- What is required -
The answer should be each line of the records that contains the word "organizations"; please copy them all.

- Stored data entries -

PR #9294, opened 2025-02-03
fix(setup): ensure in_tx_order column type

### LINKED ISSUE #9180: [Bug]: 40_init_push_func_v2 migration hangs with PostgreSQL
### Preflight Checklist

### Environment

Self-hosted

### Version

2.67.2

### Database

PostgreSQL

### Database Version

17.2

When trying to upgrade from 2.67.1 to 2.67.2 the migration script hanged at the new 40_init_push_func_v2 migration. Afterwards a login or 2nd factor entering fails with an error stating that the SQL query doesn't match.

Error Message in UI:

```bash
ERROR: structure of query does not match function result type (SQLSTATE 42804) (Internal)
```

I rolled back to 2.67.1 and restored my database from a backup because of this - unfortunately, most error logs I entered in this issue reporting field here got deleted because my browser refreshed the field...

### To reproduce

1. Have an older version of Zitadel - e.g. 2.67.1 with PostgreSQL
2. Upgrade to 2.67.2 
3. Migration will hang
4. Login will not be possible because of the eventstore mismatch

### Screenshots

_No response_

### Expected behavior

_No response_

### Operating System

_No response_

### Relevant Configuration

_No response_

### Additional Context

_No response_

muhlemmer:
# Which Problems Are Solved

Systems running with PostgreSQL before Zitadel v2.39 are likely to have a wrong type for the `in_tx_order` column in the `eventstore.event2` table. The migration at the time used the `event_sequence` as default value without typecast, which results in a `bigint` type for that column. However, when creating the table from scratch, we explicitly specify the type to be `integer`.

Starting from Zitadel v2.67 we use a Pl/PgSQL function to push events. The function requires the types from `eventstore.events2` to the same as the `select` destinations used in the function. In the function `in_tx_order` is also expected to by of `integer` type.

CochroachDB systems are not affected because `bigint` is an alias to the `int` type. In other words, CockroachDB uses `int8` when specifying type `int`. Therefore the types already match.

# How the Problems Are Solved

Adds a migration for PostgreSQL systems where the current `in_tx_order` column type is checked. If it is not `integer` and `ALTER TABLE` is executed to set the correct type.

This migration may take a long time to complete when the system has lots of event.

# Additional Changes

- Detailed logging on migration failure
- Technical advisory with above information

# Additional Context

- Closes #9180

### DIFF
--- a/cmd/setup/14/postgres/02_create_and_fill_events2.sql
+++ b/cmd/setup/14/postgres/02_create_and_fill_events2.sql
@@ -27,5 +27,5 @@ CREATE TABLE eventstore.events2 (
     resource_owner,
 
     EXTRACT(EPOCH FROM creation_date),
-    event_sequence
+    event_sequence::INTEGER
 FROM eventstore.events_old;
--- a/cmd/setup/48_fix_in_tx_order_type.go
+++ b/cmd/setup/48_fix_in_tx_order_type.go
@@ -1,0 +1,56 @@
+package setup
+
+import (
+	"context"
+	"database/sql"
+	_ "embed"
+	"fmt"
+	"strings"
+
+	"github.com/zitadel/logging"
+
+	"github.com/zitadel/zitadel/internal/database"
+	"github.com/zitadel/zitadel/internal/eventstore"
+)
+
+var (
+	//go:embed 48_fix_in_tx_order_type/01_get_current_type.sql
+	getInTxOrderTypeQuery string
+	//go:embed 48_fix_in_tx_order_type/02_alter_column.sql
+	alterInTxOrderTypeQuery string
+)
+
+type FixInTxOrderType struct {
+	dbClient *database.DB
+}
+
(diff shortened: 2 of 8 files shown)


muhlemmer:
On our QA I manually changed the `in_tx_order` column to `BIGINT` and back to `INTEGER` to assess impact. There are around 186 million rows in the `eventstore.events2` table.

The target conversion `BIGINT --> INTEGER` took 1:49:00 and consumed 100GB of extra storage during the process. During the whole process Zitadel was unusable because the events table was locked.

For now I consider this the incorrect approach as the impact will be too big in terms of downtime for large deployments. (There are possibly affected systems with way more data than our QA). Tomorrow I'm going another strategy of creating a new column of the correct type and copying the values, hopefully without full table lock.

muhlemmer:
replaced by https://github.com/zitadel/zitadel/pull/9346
...
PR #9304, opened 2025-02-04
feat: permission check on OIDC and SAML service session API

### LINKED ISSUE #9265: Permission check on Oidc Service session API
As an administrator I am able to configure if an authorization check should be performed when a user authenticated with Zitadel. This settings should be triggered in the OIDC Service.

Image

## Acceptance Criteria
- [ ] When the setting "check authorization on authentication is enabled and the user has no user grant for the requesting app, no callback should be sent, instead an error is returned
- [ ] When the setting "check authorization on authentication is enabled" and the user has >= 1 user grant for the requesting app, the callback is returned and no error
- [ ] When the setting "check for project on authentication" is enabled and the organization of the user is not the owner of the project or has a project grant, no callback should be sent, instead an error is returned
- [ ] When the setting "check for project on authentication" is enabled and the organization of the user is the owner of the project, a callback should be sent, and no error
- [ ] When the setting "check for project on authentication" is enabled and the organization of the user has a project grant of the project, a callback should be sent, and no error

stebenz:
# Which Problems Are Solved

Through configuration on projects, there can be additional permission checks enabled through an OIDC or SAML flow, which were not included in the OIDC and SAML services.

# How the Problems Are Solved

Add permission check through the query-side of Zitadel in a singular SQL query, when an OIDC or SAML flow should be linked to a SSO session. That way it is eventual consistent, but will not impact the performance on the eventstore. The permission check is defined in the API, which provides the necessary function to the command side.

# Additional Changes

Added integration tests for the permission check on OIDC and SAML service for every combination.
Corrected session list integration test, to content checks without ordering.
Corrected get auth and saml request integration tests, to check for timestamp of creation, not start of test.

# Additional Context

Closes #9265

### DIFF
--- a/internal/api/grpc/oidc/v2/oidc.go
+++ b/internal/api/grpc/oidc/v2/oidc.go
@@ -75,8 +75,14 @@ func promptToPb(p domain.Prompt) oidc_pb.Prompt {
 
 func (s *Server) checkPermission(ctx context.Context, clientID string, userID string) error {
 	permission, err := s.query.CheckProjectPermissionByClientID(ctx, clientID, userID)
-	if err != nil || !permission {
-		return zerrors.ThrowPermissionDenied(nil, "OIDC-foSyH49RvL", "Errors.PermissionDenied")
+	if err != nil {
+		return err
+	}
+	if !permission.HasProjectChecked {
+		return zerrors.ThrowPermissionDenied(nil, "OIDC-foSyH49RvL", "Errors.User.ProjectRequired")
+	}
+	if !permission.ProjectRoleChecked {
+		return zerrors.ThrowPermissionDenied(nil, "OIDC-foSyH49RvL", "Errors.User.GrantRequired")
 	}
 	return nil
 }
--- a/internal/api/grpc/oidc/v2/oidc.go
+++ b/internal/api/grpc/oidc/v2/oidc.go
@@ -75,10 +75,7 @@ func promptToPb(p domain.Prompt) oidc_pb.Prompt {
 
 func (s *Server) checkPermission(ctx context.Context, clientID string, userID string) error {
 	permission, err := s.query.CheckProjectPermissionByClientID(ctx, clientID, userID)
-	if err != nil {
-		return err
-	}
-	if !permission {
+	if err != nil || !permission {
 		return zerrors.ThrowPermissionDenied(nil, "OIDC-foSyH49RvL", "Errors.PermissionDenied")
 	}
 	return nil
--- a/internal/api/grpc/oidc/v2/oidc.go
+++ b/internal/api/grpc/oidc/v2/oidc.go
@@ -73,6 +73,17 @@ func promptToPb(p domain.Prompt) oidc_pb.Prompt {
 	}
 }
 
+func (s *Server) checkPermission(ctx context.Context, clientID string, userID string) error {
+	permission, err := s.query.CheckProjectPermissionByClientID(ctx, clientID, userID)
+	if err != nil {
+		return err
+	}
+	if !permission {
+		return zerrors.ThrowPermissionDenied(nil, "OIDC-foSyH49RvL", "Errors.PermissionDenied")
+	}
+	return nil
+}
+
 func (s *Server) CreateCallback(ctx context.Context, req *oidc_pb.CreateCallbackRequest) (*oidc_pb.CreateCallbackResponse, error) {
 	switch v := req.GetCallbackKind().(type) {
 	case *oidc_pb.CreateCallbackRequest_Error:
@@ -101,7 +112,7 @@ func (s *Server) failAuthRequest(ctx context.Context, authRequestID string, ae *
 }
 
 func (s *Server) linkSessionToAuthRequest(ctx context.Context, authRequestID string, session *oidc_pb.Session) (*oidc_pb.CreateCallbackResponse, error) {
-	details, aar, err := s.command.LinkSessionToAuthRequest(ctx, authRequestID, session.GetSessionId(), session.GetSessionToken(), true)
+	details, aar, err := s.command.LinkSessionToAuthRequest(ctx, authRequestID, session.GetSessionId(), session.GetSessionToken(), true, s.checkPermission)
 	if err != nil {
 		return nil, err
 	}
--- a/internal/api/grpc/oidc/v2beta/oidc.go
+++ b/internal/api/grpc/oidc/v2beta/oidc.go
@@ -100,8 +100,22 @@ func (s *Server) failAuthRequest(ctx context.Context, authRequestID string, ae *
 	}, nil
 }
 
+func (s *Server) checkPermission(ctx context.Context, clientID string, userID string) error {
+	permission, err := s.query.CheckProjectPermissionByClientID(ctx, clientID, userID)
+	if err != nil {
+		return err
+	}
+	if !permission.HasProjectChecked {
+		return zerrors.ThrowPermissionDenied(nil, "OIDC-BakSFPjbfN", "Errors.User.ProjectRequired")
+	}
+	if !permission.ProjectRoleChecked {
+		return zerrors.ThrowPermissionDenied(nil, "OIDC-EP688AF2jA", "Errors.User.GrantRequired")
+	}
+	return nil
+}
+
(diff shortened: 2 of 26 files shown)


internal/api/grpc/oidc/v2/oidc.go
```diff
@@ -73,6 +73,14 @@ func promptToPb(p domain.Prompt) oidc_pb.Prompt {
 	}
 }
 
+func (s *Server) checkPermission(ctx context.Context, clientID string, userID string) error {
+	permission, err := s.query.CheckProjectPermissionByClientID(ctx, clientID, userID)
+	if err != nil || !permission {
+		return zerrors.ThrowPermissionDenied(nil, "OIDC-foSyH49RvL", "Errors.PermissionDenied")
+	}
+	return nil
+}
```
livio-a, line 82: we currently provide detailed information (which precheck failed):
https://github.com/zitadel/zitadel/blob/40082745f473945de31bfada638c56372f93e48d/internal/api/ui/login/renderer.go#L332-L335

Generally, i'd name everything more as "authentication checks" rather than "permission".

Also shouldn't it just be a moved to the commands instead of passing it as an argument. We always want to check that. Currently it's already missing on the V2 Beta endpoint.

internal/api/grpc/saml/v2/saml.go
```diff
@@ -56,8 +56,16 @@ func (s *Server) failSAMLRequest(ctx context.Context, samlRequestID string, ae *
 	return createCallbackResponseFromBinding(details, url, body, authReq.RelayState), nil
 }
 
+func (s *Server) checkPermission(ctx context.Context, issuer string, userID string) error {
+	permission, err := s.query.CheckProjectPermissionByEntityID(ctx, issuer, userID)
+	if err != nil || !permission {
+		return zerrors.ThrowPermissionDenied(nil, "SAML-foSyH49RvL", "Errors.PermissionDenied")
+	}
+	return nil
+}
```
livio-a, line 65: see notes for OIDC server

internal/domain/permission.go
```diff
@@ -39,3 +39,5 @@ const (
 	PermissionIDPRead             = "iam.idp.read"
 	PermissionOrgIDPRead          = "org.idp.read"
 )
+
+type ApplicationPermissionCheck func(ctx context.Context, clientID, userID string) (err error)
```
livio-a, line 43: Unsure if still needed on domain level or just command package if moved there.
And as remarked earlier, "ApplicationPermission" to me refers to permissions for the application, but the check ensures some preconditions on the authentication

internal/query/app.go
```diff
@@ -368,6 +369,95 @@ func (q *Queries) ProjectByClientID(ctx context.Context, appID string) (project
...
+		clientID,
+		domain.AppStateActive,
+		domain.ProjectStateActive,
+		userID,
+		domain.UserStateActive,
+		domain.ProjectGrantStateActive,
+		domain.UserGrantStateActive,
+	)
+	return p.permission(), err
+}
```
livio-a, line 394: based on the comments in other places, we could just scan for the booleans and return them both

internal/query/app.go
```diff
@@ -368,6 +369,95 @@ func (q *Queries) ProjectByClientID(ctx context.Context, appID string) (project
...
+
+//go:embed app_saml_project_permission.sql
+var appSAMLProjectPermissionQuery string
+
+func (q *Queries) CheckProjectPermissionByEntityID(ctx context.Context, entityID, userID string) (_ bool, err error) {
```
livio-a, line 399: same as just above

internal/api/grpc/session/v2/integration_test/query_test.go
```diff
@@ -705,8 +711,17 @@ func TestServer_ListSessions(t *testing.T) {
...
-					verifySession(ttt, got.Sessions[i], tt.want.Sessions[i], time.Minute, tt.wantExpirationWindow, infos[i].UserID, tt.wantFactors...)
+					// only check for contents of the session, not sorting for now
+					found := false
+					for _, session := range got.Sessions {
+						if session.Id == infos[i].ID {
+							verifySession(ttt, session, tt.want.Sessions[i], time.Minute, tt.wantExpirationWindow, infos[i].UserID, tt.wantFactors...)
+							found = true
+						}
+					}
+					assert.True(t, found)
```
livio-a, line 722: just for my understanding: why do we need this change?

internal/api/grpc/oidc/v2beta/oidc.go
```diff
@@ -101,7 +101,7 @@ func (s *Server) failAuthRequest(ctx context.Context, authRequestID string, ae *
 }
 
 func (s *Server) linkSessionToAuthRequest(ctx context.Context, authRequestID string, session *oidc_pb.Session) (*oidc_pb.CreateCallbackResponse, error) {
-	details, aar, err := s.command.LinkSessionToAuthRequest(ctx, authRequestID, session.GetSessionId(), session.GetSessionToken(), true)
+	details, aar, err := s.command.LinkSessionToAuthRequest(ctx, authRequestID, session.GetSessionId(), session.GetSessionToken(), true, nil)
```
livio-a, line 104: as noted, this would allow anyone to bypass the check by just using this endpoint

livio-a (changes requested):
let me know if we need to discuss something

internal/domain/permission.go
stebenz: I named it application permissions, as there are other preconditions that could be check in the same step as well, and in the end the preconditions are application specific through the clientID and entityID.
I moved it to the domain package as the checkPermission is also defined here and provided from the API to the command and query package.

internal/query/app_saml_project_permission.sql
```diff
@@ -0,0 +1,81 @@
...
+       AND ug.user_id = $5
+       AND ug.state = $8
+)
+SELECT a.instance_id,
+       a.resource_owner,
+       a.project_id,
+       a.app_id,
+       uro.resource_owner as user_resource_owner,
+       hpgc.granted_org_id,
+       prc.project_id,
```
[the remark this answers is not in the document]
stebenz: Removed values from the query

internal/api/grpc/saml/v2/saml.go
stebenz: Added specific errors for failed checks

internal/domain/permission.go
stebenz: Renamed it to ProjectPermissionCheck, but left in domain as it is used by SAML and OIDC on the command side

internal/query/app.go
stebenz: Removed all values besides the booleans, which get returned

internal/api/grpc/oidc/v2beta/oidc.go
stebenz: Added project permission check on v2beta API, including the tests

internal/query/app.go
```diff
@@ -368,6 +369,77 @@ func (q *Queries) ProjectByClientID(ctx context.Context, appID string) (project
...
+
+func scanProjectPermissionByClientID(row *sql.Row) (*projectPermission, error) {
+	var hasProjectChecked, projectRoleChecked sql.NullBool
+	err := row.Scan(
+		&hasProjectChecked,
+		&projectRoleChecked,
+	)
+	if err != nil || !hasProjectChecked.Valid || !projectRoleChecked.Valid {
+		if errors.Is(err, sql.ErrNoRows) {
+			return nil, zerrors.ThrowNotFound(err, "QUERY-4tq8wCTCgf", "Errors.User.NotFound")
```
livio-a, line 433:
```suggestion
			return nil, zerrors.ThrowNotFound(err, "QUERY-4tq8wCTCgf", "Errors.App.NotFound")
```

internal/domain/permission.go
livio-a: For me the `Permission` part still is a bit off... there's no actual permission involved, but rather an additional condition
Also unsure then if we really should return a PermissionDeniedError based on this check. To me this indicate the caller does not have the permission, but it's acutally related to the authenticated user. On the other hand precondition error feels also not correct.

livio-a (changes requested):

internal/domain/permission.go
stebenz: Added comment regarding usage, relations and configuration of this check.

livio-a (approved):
--
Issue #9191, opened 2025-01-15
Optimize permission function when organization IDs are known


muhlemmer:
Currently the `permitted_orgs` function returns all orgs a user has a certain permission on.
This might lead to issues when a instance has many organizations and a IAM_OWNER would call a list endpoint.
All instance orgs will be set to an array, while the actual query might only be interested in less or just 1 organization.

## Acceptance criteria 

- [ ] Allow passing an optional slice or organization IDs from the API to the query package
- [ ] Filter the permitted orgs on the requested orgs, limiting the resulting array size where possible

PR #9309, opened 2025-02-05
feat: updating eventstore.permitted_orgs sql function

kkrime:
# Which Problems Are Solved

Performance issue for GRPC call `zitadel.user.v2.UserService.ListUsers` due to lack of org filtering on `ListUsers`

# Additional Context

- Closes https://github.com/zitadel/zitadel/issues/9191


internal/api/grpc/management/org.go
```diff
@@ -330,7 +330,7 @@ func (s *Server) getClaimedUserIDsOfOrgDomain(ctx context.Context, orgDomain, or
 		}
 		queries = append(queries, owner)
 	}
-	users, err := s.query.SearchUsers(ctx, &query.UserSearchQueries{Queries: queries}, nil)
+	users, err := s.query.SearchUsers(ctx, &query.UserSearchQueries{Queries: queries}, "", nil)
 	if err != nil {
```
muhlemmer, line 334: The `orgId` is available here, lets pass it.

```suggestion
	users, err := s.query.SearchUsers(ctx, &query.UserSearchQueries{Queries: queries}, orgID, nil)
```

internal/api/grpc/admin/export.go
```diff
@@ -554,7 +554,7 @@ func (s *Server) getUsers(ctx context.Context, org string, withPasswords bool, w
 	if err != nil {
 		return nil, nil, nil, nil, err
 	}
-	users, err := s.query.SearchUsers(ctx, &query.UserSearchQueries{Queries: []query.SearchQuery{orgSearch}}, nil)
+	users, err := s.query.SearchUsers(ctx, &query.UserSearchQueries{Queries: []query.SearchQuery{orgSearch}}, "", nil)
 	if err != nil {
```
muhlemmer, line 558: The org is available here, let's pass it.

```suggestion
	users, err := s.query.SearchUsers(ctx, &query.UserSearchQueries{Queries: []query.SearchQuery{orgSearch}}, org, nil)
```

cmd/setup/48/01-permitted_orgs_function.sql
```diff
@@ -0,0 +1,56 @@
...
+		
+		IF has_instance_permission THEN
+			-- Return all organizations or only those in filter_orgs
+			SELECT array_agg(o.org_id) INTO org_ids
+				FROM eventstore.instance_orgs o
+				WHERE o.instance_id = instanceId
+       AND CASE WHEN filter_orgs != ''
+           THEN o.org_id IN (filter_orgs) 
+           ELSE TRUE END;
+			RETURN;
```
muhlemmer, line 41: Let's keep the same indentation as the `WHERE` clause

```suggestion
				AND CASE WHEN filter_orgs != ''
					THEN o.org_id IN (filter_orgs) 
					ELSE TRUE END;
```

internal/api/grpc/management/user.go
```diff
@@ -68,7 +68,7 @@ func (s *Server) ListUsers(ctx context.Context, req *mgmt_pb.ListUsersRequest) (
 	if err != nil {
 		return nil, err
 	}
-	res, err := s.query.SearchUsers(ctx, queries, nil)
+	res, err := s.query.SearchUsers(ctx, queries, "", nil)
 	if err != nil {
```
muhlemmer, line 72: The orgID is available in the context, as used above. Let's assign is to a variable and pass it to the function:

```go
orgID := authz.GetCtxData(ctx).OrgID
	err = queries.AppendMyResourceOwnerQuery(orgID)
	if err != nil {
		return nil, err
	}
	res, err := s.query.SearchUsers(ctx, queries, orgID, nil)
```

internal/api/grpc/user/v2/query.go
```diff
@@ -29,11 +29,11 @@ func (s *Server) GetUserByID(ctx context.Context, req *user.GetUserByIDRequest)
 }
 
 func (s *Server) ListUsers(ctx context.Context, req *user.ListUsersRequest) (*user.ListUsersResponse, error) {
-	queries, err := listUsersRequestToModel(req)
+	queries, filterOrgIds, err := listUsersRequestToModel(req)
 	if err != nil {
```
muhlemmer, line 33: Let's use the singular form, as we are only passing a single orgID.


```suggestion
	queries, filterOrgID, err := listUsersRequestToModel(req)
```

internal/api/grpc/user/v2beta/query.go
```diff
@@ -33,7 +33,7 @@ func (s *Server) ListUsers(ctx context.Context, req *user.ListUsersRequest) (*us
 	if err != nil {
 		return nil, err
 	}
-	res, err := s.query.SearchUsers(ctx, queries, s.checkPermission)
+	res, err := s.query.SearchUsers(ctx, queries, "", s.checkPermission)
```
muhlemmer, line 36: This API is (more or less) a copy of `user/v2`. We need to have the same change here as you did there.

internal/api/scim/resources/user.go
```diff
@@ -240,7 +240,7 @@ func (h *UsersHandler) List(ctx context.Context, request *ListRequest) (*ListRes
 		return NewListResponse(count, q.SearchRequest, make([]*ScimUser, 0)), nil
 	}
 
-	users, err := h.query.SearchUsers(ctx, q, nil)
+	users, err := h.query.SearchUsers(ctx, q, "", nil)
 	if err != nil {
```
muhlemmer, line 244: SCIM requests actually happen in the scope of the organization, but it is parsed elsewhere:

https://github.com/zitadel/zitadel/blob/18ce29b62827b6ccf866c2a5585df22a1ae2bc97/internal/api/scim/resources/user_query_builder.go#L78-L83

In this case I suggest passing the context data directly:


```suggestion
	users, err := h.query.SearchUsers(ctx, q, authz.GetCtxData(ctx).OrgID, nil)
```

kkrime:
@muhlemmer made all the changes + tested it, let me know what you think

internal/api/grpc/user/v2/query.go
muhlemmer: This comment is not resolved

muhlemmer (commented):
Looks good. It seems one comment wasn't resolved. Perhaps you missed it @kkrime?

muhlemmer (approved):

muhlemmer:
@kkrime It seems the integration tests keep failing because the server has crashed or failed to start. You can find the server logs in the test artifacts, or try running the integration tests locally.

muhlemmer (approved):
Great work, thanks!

- Answer space -
This might lead to issues when a instance has many organizations and a IAM_OWNER would call a list endpoint.
+			-- Return all organizations or only those in filter_orgs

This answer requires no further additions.